I've seen various threads here asking how to open ports from LuCI to the WAN but many pointed this as insecure and could be easily brute-forced.
Taking that into account how do I set up an SSH tunnel to access the LuCI panel? I've seen some posts to enable Gateway Ports in SSH Access but this didn't seem to work. It's currently disabled as I'm writing this post.
Only when I port-forward my SSH port in the Firewall can I access my SSH port and create an SSH tunnel to access my LuCI web panel. Can someone help me if this is how it should be done or if something's missing?
Only if you actually want it to. You can setup the VPN to tunnel only the addresses of interest (i.e. to your router and/or your lan, but not the internet). This is achieved with WG using the "allowed IPs" field.
Not really, if anything I'm mostly going to use it for the Wake on LAN feature if my Desktop shuts down and maybe just inspect through traffic. At my University they have a Fortinet firewall which blocks domains if they aren't rated or if they fall under piracy etc., I could give this a shot and configure Wireguard but just wanted to know if there are any other alternatives.
What you need is a point-to-point or a point-to-site Wireguard configuration. Wireguard will not tunnel your entire traffic by default, you have to explicitly set the allowed IPs to 0.0.0.0/0, ::/0 for that.
A place that goes out of its way to restrict Wireguard or OpenVPN would probably restrict SSH as well. If you really need to connect from these networks, you might have better luck using HTTPS as the outer tunnel. Or use your mobile data.

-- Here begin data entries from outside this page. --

PR #81, opened 2024-01-11
Add support for macCatalyst and visionOS. Drop earlier version support.

dfed:
We were supporting a very old list of Swift, Xcode, and Apple platform versions. This PR brings us into the more modern age, but still keeps a healthy list of supported platforms.


dfed:
Ah shucks. Adding Linux supports requires re-implementing `NSByteOrder`, which is pretty far out of scope. We'll get that on a future pass.

README.md
```diff
@@ -79,12 +79,12 @@ The first 64bytes of a CacheAdvance is reserved for storing metadata about the f
 
 ## Requirements
 
-* Xcode 11.2 or later.
-* iOS 12 or later.
-* tvOS 12 or later.
-* watchOS 5 or later.
-* macOS 10.14 or later.
-* Swift 5.0 or later.
+* Xcode 12.4 or later.
```
dfed, line 82: I'm somewhat tempted to go straight to Swift 5.9 and ignore older Xcode versions, but continuing to support older Xcode versions enables a test suite across more Apple platform versions, and currently there are zero code changes required to support Swift/Xcode versions above Swift 5.5.

Package@swift-5.7.swift
```diff
@@ -0,0 +1,48 @@
+// swift-tools-version:5.7
```
dfed, line 1: these files are just clones of the `Package.swift` unless otherwise specified.

Package@swift-5.9.swift
```diff
@@ -0,0 +1,49 @@
...
+
+let package = Package(
+    name: "CacheAdvance",
+    platforms: [
+        .iOS(.v13),
+        .tvOS(.v13),
+        .watchOS(.v6),
+        .macOS(.v10_15),
+        .macCatalyst(.v13),
+        .visionOS(.v1)
```
dfed, line 14: `visionOS` is new to the Swift 5.9 Package.swift file. We'll add CI for it once Xcode 15.2 comes out.

PR #54, opened 2023-03-11
Addin cron on tests

gaetbout:
Adding CRON on tests workflow to run them once a day to try and keep the repo up to date with latest

### DIFF
--- a/.github/workflows/test.yml
+++ b/.github/workflows/test.yml
@@ -1,6 +1,11 @@
 name: test
 
-on: [push, pull_request]
+on: 
+  push:
+    branches: [main]
+  pull_request:
+  schedule:
+    - cron: "0 8 * * *"
 
 env:
   CAIRO_COMPILER_VERSION: 1.0.0-alpha.3


abdelhamidbakhta:
> Adding CRON on tests workflow to run them once a day to try and keep the repo up to date with latest

The problem is that you have not included the upgrade of latest Cairo version, we need to think about how to enable this. Meanwhile let's put the PR as draft

gaetbout:
We could clone Cairo1's repo, build the binaries in the CI. 
On top of that we could use the cache to only make an incremental update?

abdelhamidbakhta:
> We could clone Cairo1's repo, build the binaries in the CI. On top of that we could use the cache to only make an incremental update?

Good idea, do you want to try this approach ?

gaetbout:
Agree, makes sense as this CI will prob be longer to run

abdelhamidbakhta:
> Agree, makes sense as this CI will prob be longer to run

Yep exactly

gaetbout:
Running into some issues due to the fact that there is no Cargo.toml at the root level of the project.
Looking into solving it.

gaetbout:
@abdelhamidbakhta 
Should be working now, but as the repo uses an "old" version of Cairo maybe it is best not to merge it for now.
Unless someone updates the repo to the latest version

gaetbout:
As we'll stick to keep the repo as close as possible to the latest official release, this isn't useful anymore

PR #67, opened 2023-04-01
Refactor to their own crate

gaetbout:
## Pull Request type

- [ ] Bugfix
- [ ] Feature
- [ ] Build-related changes

Re-imported check_gas to avoid utils::utils::check_gas;
Moved crate related fn into their own crate file. 
Optimized import

Maybe instead of creating a file called by the name of the folder, I should put those fn in the lib.cairo file?

**REMOVED:** Renamed data-structures to data-structure (singular) to match with other crates


quaireaux/data_structure/cairo_project.toml
```diff
@@ -1,3 +1,3 @@
 [crate_roots]
-data_structures = "src"
+data_structure = "src"
```
enitrat, line 2: why no 's'? There are multiple DS

enitrat (commented):
I don't understand the reason for this refactoring. What does it bring? I don't see any advantages with this new structure

edit: I must've missed a few PR's but I am talking about the organization in sub-crates

quaireaux/data_structure/cairo_project.toml
gaetbout: Then we should put maths and sortings just feels weird that one in is plural while all the others are singular

gaetbout:
> does it bring? I don't see any advantages with this new structure
> 
> edit: I must've missed a few PR's but I am talking about th

The utils crate was cluttered with stuff only useful in very specific case. 
So, for example, I moved some stiff to a math file in the math crate. 
This PR is the same but for the two other crates.but I understand that these changes aren't that useful. (besides the re-import of check_gas)

quaireaux/data_structure/cairo_project.toml
enitrat: No, because  the "data-structure**s**" crate defines multiple data **structures**, and pluralizing the name helps convey that there is a collection of them in the crate.

However in the case of "sorting", it's a specific concept that refers to the process of sorting items. While you could use a plural form like "sorting-algorithms" or "sorting-methods", but I think the singular form conveys the idea more efficiently.

just a nitpick but I think it was worth sharing the thought :)

gaetbout: I'll revert this change then 😄

gaetbout: I wasn't sure about that change, so your concern confirms my doubts 😃

abdelhamidbakhta (approved):
Lgtm

PR #86, opened 2023-05-03
Feat: add number -> ascii functions

wraitii:
Sets a simple layout for a string library, and add functions to print felts and other values as ASCII strings.

Open question: should this be a trait, should the base be a parameter.

## Pull Request type

- [ ] Bugfix
- [x] Feature
- [ ] Build-related changes

- [ ] Yes
- [x ] No


gaetbout:
Could be handy if it would follow some rust standards such as:
(Making in an interface and impl could already help a lot)
```rust
String::new();
String::from("Hello, world!");
myString.len();
myString.capacity();
```
https://doc.rust-lang.org/std/string/struct.String.html

wraitii:
Added a simple string type wrapping `Array<u8>`.
I'm experimenting with providing generic implementations in a submodule for explicitness, need to test something first.

Note that I'm basically providing just `StringTrait::from_number(1234) // prints '1234'`

wraitii:
> I really like this and WDYT of having a `StorageString` type that would use felts when stored in a contract ?

Not entirely sure I get what you mean, wouldn't it be better to have a StorageAccess implementation that uses bit-packing for that instead ?

wraitii:
Yes we're talking about the same thing.

I didn't really want to spend too much more time on this as of yet, as my use-case for briq was just the 'raw felt into a string' thing, so if it's OK to merge this early iteration I'll fix the format check and we can merge this.

LucasLvy:
> I didn't really want to spend too much more time on this
yeah no worries i was just throwing an idea that emerged from my gigantic brain. It'll be done later

wraitii:
> > I didn't really want to spend too much more time on this
> 
> yeah no worries i was just throwing an idea that emerged from my gigantic brain. It'll be done later

TBH On second thought I do somewhat agree with you, we probably want a 'PackedString' type that's more storage efficient. We could have a 'FlexibleString' type on top that enums on regular string / packed string.
I'll add a little more code and update the PR.

gaetbout:
I'm fine doing the packing once this is merge 😄 
I'm just worried about the extra cost of doing (potentially) a lot of AND and OR...

wraitii:
Proposal updated to an absurd degree:
- I implement a simpler StringTrait, with parametrisation on the container and codepoint
- I implement this type on Array<u8>, which can be seen as a string of ascii
- I implement a separate 'ShortString' wrapper on felt252

This lays down the foundation for:
- UTF-8 aware string, which would have a different code-point type.
- packed string, which would not be an array underneath.

Note that I don't implement `len`, for the simple reason that `StringTrait` should imply `ArrayTrait`, but that's not possible until `ArrayTrait` is updated to take <T, U> and be more of an `ArrayLike` trait.
According to Shahar, this is doable once the Cycle issue (https://github.com/starkware-libs/cairo/issues/3031) is fixed

wraitii:
Ok, better update IMO:
- There is no string trait
- There is a 'sequence' trait, implemented by all string-like types
- Array<u8> is defined as an ASCII string
- ShortString is a wrapper around the felt252-based short string

LucasLvy:
You don't like formatting do you ? 🔫

quaireaux/string/src/short_string.cairo
```diff
@@ -0,0 +1,92 @@
...
+impl ShortStringConstructor of Construct<ShortString> {
+    fn new() -> ShortString {
+        ShortString { data: 0 }
+    }
+}
+
+use debug::PrintTrait;
+
+// Implement a 0-terminated (if size < 31) wrapper around the short-string native to Cairo 1.
+impl ShortStringImpl of SequenceTrait<ShortString, u8> {
```
LucasLvy, line 32: WDYT of that ?
```suggestion
impl String of SequenceTrait<ShortString, u8> {
```

wraitii: No longer applicable

quaireaux/string/src/utils.cairo
```diff
@@ -0,0 +1,12 @@
+// These traits are intended to be temporary until similar traits are in the Cairo standard library,
+// thus their placement in utils.
+
+trait RandomAccessTrait<T, U> {
+    fn get(self: @T, index: usize) -> Option<Box<@U>>;
+    fn at(self: @T, index: usize) -> @U;
+}
```
LucasLvy, line 7: We now have the index trait. It's implemented for vec  https://github.com/keep-starknet-strange/alexandria/blob/fc1de0371d7ee0e9fa61c4c156df737a2adbdb04/alexandria/data_structures/src/vec.cairo#L118-L123

LucasLvy (changes requested):
minor change plz and don't forget to format 💋

gaetbout:
Not stale, we are waiting for a stable version of compiler v2

PR #93, opened 2023-05-17
base64

neotheprogramist:


quaireaux/math/src/base64.cairo
```diff
@@ -0,0 +1,225 @@
+mod Decoder {
```
tarrencev, line 1: I don't think this should be in the `math` crate. Perhaps create an `encoding` crate?

tarrencev (commented):
I think an ideal interface for this would be to define traits like

```
trait Base64Encoder<T> {
    fn encode_base64(self: T) -> Array<u8>;
}
```

and it can be implemented for different types

quaireaux/math/src/base64.cairo
abdelhamidbakhta: I agree with @tarrencev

A SSH or TLS server (e.g. HTTPS or OpenVPN) has to respond to anybody that connects in order to negotiate the cipher suite to use. Wireguard does not do any cipher suite negotiation. As a result, a Wireguard peer will never reply to any other Wireguard peer unless that peer possesses the correct keys in the first place. This is one of the reasons why Wireguard is often recommended for remote access scenarios, because it's a lot simpler to get it right.
First you need to make sure that you can ssh to your router from the WAN interface. You may need to open the port in the firewall configuration. Would also suggest disabling password auth. You can do this for the WAN interface only by running a separate instance of dropbear, bound only to the wan interface.